Safety Keanu Neal is another solid Falcons starter who likely will sign elsewhere. Cornerback Darqueze Dennard was a bargain for the Falcons in 2021. Losing him would be a blow for a team lacking good pass-coverage guys. Charles Harris showed something as a situational pass rusher in 2020, but signed with the Lions. The Falcons should hope they can re-sign Steven Means on the cheap to be part of the pass-rush rotation again.

Fontenot will have to replace productive guys who leave with veterans making minimum salaries or close to it. That’s the reality of the salary-cap squeeze. Teams that draft well have good, young players as replacements. The Falcons haven’t done that, so their weaknesses correlate with their draft misses.

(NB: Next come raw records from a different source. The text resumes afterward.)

PR #2429, opened 2026-08-06
fix: remove `validationResults` requires `activeManifest` when serializing v3 ingredients

### LINKED ISSUE #2327: Report `manifest.inaccessible` error code on inaccessible manifests

ok-nick:
Remove `validationResults` requirement that `activeManifest` must exist when serializing v3 ingredients. This is an alternative to #2176 and #2367, pending spec approval.

- Closes #2327


gpeacock (approved):

tmathern (approved):

sdk/src/assertions/ingredient.rs
ok-nick, line 1: There's another issue that should be addressed here.
https://github.com/contentauth/c2pa-rs/blob/ae964ed6dc7ff7a94f4a02fc7f0d23ef7a461bb5/sdk/src/ingredient.rs#L728-L747
When there is a hard error, such as failing to parse an ingredient (as addressed in #2176), there is nothing in the validation log and thus nothing surfaced to the user about the problem.

gpeacock (approved):

caiopensrc:
[Backport-action](https://github.com/korthout/backport-action) backported this pull request in [workflow run 32741225775](https://github.com/contentauth/c2pa-rs/actions/runs/32741225775).

| Target | Status |
|--------|--------|
| `stable` | :white_check_mark: Created #2537 |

Takk McKinley and Vic Beasley were supposed to be bookend pass rushers. If things went as planned Duke Riley would be a dynamic linebacker playing alongside Deion Jones. Isaiah Oliver would be a No. 1 cornerback. Kaleb McGary wouldn’t be a liability at right tackle for an offensive line that hasn’t been good in a while.

The Falcons would be a better team by now if more of those players panned out. The Falcons got into their current mess mostly because of bad drafting. Good drafting by Fontenot is the way to get out of it.